Perfect Superconducting Diode and Supercurrent Range Controller

TL;DR

The paper presents a theoretical model for a multi-wire superconducting SQUID with linear current-phase relations to realize nonreciprocal superconducting behavior. By computing vorticity stability regions in the current–field plane and analyzing how magnetic field and vortices adjust phase relationships, the authors show how perfect superconducting diodes (PSD) and superconducting range controllers (SRC) can emerge. They identify two PSD realizations: a point-wise PSD in a 2-SQUID and a b-invariant PSD in larger wire-count devices, with disorder enabling SRC by shifting VSR boundaries. The findings offer a pathway to integrate diodes and current-range control into cryogenic superconducting circuits for quantum computing and low-power electronics, using conventional superconductors and nanoscale nanowires.

Abstract

Diodes have a nonreciprocal voltage versus current relationship, produced by breaking the space and time reversal symmetry. However, developing high-end superconducting computers requires a superconducting analogue of the traditional semiconductor diode.
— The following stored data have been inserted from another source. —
PR #823, opened 2022-03-10
Install nfs-common package for Azure image

lzhecheng:
Signed-off-by: Zhecheng Li <zhechengli@microsoft.com>

Azure image installs netbase and nfs-common package.

**Additional context**

related: https://github.com/kubernetes/test-infra/issues/24957

### DIFF
--- a/images/capi/ansible/roles/providers/tasks/azure.yml
+++ b/images/capi/ansible/roles/providers/tasks/azure.yml
@@ -54,3 +54,14 @@
     state: restored
     path: /etc/iptables/rules.v4
   when: ansible_os_family == "Debian"
+
+- name: Install netbase and nfs-common
+  apt:
+    name: "{{ packages }}"
+    state: present
+    force_apt_get: yes
+  vars:
+    packages:
+    - netbase
+    - nfs-common
+  when: ansible_os_family == "Debian"


jsturtevant:
My understanding this is required for some of the features in the Azure cloudprovider, specifically for some e2e tests around functionality.  We discussed it briefly but maybe @lzhecheng can expand upon what features this enabled in the cloudprovider.

jsturtevant:
As a stop gap we are adding it to the pre-kubeadm commands in capz: https://github.com/kubernetes-sigs/cluster-api-provider-azure/pull/2158.

CecileRobertMichon:
@codenrhoden my understanding is that it's required to pass full k8s conformance on Azure (see https://github.com/kubernetes-sigs/cluster-api-provider-azure/pull/2158#issuecomment-1064670635). I guess it depends if we want to be able to say image-builder as producing k8s conformant images or not. If so I would lean towards including it.

@lzhecheng can you please clarify if users would require this package to be installed outside of conformance tests?

lzhecheng:
@CecileRobertMichon thank you for the explanation!

@codenrhoden so far I only see it needed for some conformance tests: "should access to two volumes with the same volume mode and retain data across pod recreation on the same node". I think we need to include nfs-common into image or update those tests to skip on nodes without the package.

codenrhoden:
> I guess it depends if we want to be able to say image-builder as producing k8s conformant images or not. If so I would lean towards including it.

@CecileRobertMichon I think that's definitely what we want to say, so I agree. Thanks for the discussion!

/hold cancel
/lgtm

kkeshavamurthy:
@lzhecheng pls rebase. #831 should fix the failing ova tests

lzhecheng:
@kkeshavamurthy I have updated the PR. Thank you!

CecileRobertMichon (commented):
/lgtm

PR #825, opened 2022-03-11
fix(windows): custom role arguments passing

mweibel:
`custom_role` needs to be passed to ansible to make the `include_role`
directive work at all. `custom_role_names` needs to be quoted because
the arguments are space separated, otherwise only the first role gets
passed.


mweibel:
/sig windows

(not sure that works)

jsturtevant:
> custom_role_names needs to be quoted because
the arguments are space separated, otherwise only the first role gets
passed.

Does this need to be fixed for Linux as well? https://github.com/kubernetes-sigs/image-builder/blob/4577f24d377fe6113ac42aa9471dd267e8753714/images/capi/packer/config/ansible-args.json#L2 cc: @codenrhoden

mweibel:
> > custom_role_names needs to be quoted because
> > the arguments are space separated, otherwise only the first role gets
> > passed.
> 
> Does this need to be fixed for Linux as well?
> 
> https://github.com/kubernetes-sigs/image-builder/blob/4577f24d377fe6113ac42aa9471dd267e8753714/images/capi/packer/config/ansible-args.json#L2
> cc: @codenrhoden

good question, I wondered as well. I believe it can't hurt and therefore I added the change for linux, too.

codenrhoden:
/assign @kkeshavamurthy 
Kiran, can you check out if this works for you on the Linux side? I know you've done a lot with custom roles. We've always taken the approach of passing in quoted strings.

As an example, we called this out in docs here: https://image-builder.sigs.k8s.io/capi/capi.html#passing-in-extra-packages-to-the-image

It's really easy to miss, though, and i've made this mistake a few times. This may be a much better solution. :)

mweibel:
> As an example, we called this out in docs here: https://image-builder.sigs.k8s.io/capi/capi.html#passing-in-extra-packages-to-the-image

Oh, I **did** miss this, hence the PR ;)

jsturtevant:
I think this approach is cleaner.  @kkeshavamurthy what are your thoughts?

kkeshavamurthy:
Hello, sorry been busy the last few days. I'll take this for a run and let you know. Sorry for the delay.

kkeshavamurthy:
Thanks for doing this @mweibel . This is definitely better looking. 
/lgtm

Such a superconducting diode exhibits non-reciprocity, or a high asymmetry in its critical currents. We present a model of a perfect superconducting diode based on a superconducting quantum interference device made with multiple superconducting nanowires. The diode predicted by our model has a large positive critical current, while the negative critical current can be exactly zero. This 100\% diode efficiency ($η= 1$) remains stable against small changes of the magnetic field. Another important result is that under certain and quite broad conditions such devices can act as supercurrent range controllers. In such device a supercurrent can flow with zero voltage applied, but only if the supercurrent is contained in some narrow, adjustable range, which excludes zero current.

Figures (7)

• Figure 1: 2-SQUID experimental data with model fits. The model parameter fits can be found in Table \ref{['tab:parameters']}. This experimental data and our model fits validates our vorticity switching assumption, where if one nanowire reaches its critical current, then the vorticity of the device will switch due to a phase slip.
• Figure 2: (a)SEM image of the superconducting 2-nanowire sample The left image is an overview image of the nanowires sample. The right image is a zoomed-in image of one of the fabricated superconducting nanowires. (b)Schematic of the four-probe measurement circuit. A voltage source is put in series with a high-value standard resistor $R_{st}$ (shown 5k$\Omega$ here) compared to the sample resistance. This set-up produces a small (relative to zero) current bias to the nanowire sample. An NI-DAQ card equipped with an analog-to-digital converter simultaneously measures the sample voltage, V, and the voltage across the standard resistor, $V_{st}$. These measurements are recorded in real time as the bias current is swept up and down. The bias current is then calculated using Ohm’s law, $I = V_{st}/R_{st}$. The resulting V-I data points are plotted on the computer screen. Both V and $V_{st}$ signals are amplified by preamplifiers (red triangles) before entering the NI-DAQ card input channels. The critical current is defined as the current at which a sharp jump is observed from $V=0$ to $V>0$.
• Figure 3: Schematic of a two nanowire SQUID (2-SQUID). It involves two superconducting thin-film electrodes connected by two parallel nanowires. The magnetic field is applied perpendicular to the device, i.e., along the z-axis. One of the nanowires is schematically shown wider to indicate that it has a different $I_c$ and/or a different $\phi_c$ parameters.
• Figure 4: A SRC is demonstrated for VSRs generated by (a) a 2-SQUID with critical phases set to $[\pi, 2\pi]$ and critical currents set to $[2/3, 4/3]$. The plotted vortices are $-1$ (red), $0$ (blue), and $1$ (black). And (b) a disordered 3-SQUID with wires at $[0, 0.45, 1]$, critical phases set to $[6, 7, 5]$, and critical currents set to $[1.01, 1.12, 0.87]$. The vortices from left to right are $[2,-1]$ (red), $[3,0]$ (black), $[4,1]$ (blue). The grey lines indicate any other VSRs corresponding to different vorticity states.
• Figure 5: A b-invariant PSD can be constructed by (a) a symmetrical 3-SQUID with $\phi_c=2\pi$ for all wires, setting vorticity states [1,-2] (red) and [2, -1] (blue) and by (b) a non-symmetrical 5-SQUID with wires at $[0,5/8, 2/3, 5/6, 1]$ and critical phases set to $12\pi/5$. The vorticity state is $[3,-1,0,0]$. In both figures, the underlying gray lines indicate other VSRs corresponding to different vorticity states.